Борис Константинов. Фото из личного архива |
Борис Константинов в этом году празднует два юбилея – свой личный и профессиональный. Уже пять лет режиссер возглавляет главный кукольный театр страны – Театр им. Сергея Образцова (ГАЦТК). Сейчас режиссер готовит на январь две премьеры в столице. На Третьей сцене ГАЦТК репетирует «Жена мужа в Париж провожала» по Василию Шукшину, а в пространстве Боярских палат на Страстном восстанавливает спектакль – посвящение Эдит Пиаф «Тишина», который избранная публика уже успела увидеть и полюбить (он был подготовлен в Международной летней театральной школе Союза театральных деятелей). Корреспондент «НГ» Елизавета АВДОШИНА поговорила с Борисом КОНСТАНТИНОВЫМ о том, почему куклы обманчиво проще драмы и чего стоит бояться в должности руководителя.
– Борис Анатольевич, если говорить честно, то между кукольными театрами России и Европы – пропасть. Европа давно шагнула далеко вперед, там – экспериментальный, острый кукольный театр. У нас же советская традиция: кукольный театр – для детей. Вы ощущаете этот разрыв?
– Я, может быть, и утвердился в мысли стать кукольником, случайно встретившись со спектаклем, привезенным оттуда. Три года я провел в бурятском театре «Ульгэр», работал актером, там же стал пробовать ставить как режиссер, а потом уже отправился в Петербург, чтобы понять, что такое театр кукол. Я чувствовал, что этот театр не только для детской аудитории, как тогда считалось, а более тонкое, философское, взрослое искусство. Когда я встретился с европейскими спектаклями, еще больше утвердился в своем понимании, влюбился в этот кукольный мир. Нашего взрослого зрителя кукла оставляет равнодушным (видят слово «кукла» – значит для детей!), в Европе же такого нет. Кукольный театр Европы смелее в эксперименте, выборе материала. Но я бы не сказал, что между нами пропасть. У нас тоже были и есть такие кукольники. Спектакли Резо Габриадзе, притчевые спектакли Сергея Столярова, которые я видел в Улан-Удэ, Уральская зона, ее в свое время возглавил Валерий Вольховский. Еще раньше Евгений Деммени устраивал кукольные спектакли в окружении поэтов Серебряного века. Для меня Сергей Образцов и его команда – великие экспериментаторы своего времени. Его спектакли до сих пор получают живой отклик у зрителя, это не музейные экспонаты.

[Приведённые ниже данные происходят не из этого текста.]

PR #17313, opened 2025-05-23
Feature/cms 1418 delete entries for site delete other users entries for site

i-just:
### Description
Adds “Delete entries for site” and “Delete other users’ entries for site” permissions (in addition to the existing “Delete entries” and “Delete other users’ entries”). Those are now used when determining if a user should see and be allowed to delete an entry for the site via the element index page or entry edit page.

There’s a migration that automatically assigns the new permissions to any users/groups that already have “Delete entries”/“Delete other users’ entries” permissions.

### Related issues
[CMS-1418](https://linear.app/craftcms/issue/CMS-1418/delete-entries-for-site-delete-other-users-entries-for-site)


src/base/Element.php
```diff
@@ -4160,12 +4160,7 @@ protected function destructiveActionMenuItems(): array
         // Permissions
         $canDeleteDraft = $isDraft && !$this->isProvisionalDraft && $elementsService->canDelete($this, $user);
         $canDeleteCanonical = $elementsService->canDelete($canonical, $user);
-        $canDeleteForSite = (
-            $isMultiSiteElement &&
-            count($propSiteIds) > 1 &&
-            (($isCurrent && $canDeleteCanonical) || ($canDeleteDraft && $isNewSite)) &&
-            $elementsService->canDeleteForSite($this, $user)
-        );
```
brandonkelly: These conditions are still important – otherwise entries with only one site will still get the “Delete for site” action.

src/services/UserPermissions.php
```diff
@@ -558,17 +558,35 @@ private function _entryPermissions(array &$permissions): void
                                     'type' => $pluralType,
                                 ]),
                             ],
+                            "deleteEntriesForSite:$section->uid" => [
```
brandonkelly: The new user permissions should only be added for sections with the propagation method set to `custom`.

brandonkelly (changes requested):

src/base/Element.php
i-just: That’s now adjusted. Plus, I aligned the delete for site element index action with this a bit more.

src/services/UserPermissions.php
i-just: done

Спектакль "Ленинградка" (постановка 2015 года).
Фото с сайта puppet.ru |
В Европе множество самодеятельных театров, где люди по-настоящему открыты, не обременены школой, здесь и сейчас посредством куклы, фигуративного театра, предметного мира свободно творят, ведут честный разговор со зрителем. Поэтому, когда я ставлю спектакли, стараюсь не скатиться к «театру вчерашнего дня». Хотя есть и другая сторона европейского театра – когда актеры эпатажно раздеваются рядом с куклой, и кукла тогда буквально чувствует себя неловко. В такой театр мне не хочется играть. Мне кажется, в театре кукол все должно быть тоньше.
Но кукольный театр для детей в его лучших образцах (к примеру, Литва, Беларусь) в разговоре с ребенком чист, современен, открыт. Это и подкупает зрителя. Мне всегда хочется, чтобы родитель, пришедший со своим ребенком на спектакль, сам погрузился в действие, попал под очарование персонажей, актеров, а не просто ждал 40 минут, пока это детское представление закончится и все наконец-то пойдут домой.
– В России сейчас самая сильная школа кукольников – в Петербургской театральной академии. Почему так?
– Да, я с огромным уважением отношусь к своему мастеру Николаю Петровичу Наумову, Евгении Ивановне Кирилловой и другим педагогам – эта школа сильна педагогическим составом. Но по долгу службы я езжу и по другим городам, работаю с актерами – выпускниками других школ. И я бы не сказал, что они сильно уступают. Этой осенью я был в Иркутске, где тоже есть театральное училище, я увидел прекрасных студентов с горящими глазами – им комфортно в профессии, которую они пришли получать. А в более крупных учебных заведениях часто случается так, что не поступившие на драму, спускаясь «этажом ниже», идут в кукольники от безысходности. Мало тех, кто с детства решил быть кукольником. Эта профессия обманчиво выглядит проще. На самом деле это в тысячу раз труднее, но и интереснее. Придумывать, придумывать, придумывать, хорошо если колесо придумается квадратным или треугольным: хоть какой-то конфликт будет. А потом оказывается, что это «колесо» уже кто-то воплотил. Это как с семью нотами.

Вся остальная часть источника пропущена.